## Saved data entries
▬▬▬▬▬▬▬▬▬▬

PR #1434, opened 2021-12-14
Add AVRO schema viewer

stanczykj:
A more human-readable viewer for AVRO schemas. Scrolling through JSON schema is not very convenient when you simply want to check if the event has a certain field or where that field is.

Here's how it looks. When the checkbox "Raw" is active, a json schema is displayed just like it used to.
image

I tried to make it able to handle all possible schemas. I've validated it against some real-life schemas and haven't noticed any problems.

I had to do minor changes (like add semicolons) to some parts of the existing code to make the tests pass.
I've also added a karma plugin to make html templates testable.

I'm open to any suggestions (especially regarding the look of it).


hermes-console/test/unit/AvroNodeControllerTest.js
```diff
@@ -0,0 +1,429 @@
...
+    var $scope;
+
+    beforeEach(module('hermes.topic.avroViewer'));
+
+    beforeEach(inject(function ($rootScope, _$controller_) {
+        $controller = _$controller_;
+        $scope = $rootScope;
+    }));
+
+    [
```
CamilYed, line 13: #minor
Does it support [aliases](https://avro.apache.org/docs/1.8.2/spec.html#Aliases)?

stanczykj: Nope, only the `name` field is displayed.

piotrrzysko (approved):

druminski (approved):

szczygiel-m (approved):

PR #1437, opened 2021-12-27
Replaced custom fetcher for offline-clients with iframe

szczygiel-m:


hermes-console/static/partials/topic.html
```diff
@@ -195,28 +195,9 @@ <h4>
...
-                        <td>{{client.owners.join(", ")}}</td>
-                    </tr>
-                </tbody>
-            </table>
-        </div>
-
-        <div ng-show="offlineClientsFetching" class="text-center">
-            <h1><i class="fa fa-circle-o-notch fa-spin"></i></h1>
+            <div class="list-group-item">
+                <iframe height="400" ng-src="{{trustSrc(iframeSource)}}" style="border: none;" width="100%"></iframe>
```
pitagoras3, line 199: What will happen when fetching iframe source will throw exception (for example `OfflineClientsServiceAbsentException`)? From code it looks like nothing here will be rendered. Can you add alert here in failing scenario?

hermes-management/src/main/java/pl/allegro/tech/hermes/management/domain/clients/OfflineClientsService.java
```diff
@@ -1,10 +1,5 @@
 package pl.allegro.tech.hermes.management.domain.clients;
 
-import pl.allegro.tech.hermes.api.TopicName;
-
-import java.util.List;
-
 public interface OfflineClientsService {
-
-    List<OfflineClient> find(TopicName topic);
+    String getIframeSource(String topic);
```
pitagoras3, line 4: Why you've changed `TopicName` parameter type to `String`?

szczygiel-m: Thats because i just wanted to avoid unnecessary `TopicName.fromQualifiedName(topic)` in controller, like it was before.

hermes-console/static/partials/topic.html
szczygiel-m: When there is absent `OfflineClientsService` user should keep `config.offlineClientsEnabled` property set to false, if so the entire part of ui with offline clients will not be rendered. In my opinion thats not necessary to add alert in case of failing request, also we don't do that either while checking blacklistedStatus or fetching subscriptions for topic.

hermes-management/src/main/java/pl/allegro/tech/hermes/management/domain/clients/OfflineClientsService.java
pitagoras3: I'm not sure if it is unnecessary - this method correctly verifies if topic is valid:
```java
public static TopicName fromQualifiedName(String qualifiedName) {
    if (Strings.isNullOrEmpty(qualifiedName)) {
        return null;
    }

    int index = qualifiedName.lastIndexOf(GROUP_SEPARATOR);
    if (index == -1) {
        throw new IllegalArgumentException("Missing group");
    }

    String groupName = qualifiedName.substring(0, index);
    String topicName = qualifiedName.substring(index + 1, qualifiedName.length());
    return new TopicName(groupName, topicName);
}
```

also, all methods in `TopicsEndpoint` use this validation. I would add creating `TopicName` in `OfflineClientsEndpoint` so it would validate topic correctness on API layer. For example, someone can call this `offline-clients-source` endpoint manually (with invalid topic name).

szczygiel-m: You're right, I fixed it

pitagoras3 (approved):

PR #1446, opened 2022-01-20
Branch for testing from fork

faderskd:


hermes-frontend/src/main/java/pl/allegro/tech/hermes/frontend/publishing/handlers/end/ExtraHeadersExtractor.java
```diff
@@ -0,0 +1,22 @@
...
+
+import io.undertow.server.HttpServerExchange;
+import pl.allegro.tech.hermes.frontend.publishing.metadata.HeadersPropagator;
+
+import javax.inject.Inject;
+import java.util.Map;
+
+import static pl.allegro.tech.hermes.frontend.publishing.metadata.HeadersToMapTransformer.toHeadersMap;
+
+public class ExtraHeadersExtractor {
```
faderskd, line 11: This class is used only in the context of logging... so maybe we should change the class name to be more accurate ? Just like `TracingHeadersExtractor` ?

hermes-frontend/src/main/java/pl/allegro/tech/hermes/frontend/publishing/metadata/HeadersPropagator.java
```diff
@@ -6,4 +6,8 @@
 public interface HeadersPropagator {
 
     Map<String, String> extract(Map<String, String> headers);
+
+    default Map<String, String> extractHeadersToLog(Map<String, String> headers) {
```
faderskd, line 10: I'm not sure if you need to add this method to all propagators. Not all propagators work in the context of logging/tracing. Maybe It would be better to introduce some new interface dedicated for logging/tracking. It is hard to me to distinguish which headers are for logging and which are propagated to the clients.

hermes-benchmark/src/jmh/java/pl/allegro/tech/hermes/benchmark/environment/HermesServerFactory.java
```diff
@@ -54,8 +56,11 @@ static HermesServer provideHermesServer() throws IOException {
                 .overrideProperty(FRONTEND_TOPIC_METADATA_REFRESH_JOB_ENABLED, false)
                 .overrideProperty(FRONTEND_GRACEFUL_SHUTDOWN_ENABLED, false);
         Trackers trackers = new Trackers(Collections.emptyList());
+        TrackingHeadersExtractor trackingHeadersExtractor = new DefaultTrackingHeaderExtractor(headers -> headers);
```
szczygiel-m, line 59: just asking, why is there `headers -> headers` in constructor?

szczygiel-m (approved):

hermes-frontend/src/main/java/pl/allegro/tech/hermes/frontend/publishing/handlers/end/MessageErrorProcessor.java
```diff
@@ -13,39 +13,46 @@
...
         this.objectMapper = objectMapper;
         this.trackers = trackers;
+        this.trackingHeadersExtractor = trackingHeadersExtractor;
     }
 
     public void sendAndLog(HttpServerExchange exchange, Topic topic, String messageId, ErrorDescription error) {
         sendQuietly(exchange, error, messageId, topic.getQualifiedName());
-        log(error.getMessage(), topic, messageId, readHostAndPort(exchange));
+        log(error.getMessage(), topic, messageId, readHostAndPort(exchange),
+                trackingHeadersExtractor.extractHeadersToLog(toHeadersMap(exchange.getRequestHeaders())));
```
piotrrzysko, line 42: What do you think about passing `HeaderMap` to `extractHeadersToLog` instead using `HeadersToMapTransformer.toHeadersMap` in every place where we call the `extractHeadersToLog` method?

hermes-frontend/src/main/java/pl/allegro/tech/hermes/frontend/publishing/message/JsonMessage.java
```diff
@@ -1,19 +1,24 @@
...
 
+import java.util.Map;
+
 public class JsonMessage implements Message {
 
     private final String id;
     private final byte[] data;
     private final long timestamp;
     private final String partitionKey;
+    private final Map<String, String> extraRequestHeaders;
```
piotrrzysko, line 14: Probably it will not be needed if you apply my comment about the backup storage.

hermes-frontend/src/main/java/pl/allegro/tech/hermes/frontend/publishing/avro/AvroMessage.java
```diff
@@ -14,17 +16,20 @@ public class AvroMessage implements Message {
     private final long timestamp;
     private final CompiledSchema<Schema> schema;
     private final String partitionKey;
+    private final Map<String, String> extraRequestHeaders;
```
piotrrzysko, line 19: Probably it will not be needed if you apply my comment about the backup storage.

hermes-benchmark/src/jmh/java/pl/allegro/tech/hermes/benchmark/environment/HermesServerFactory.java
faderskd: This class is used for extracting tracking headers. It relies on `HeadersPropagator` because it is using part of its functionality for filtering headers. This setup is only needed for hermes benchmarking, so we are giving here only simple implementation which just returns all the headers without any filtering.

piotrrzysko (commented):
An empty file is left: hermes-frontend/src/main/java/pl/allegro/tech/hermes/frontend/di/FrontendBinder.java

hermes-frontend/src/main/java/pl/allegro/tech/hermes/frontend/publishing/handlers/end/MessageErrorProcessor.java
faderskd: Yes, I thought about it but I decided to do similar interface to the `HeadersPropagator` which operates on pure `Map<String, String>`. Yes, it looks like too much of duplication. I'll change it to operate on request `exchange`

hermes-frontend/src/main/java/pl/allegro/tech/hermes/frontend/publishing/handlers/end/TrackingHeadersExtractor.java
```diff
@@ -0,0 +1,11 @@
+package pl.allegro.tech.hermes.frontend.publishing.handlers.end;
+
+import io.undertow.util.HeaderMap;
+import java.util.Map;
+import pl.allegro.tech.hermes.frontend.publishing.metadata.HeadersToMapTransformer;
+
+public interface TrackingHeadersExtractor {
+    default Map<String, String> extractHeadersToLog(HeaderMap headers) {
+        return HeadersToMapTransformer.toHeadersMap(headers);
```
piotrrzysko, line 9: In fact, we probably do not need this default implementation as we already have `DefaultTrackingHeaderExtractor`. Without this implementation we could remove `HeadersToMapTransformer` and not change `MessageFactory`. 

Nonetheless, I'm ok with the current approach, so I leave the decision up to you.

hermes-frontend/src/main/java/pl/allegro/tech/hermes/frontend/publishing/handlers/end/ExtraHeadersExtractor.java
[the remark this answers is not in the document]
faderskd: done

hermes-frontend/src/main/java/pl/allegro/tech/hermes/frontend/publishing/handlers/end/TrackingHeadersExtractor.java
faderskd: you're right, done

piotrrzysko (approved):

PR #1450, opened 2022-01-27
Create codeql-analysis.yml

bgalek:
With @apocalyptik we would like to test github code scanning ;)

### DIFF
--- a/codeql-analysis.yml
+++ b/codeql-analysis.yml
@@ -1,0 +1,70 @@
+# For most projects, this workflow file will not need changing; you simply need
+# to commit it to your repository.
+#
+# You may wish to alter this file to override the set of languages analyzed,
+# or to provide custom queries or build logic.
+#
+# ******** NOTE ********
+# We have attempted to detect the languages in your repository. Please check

▬▬▬▬▬▬▬▬▬▬

## About this exercise
Using the records above, copy each line that contains "displayed".

## Task response
Here's how it looks. When the checkbox "Raw" is active, a json schema is displayed just like it used to.
stanczykj: Nope, only the `name` field is displayed.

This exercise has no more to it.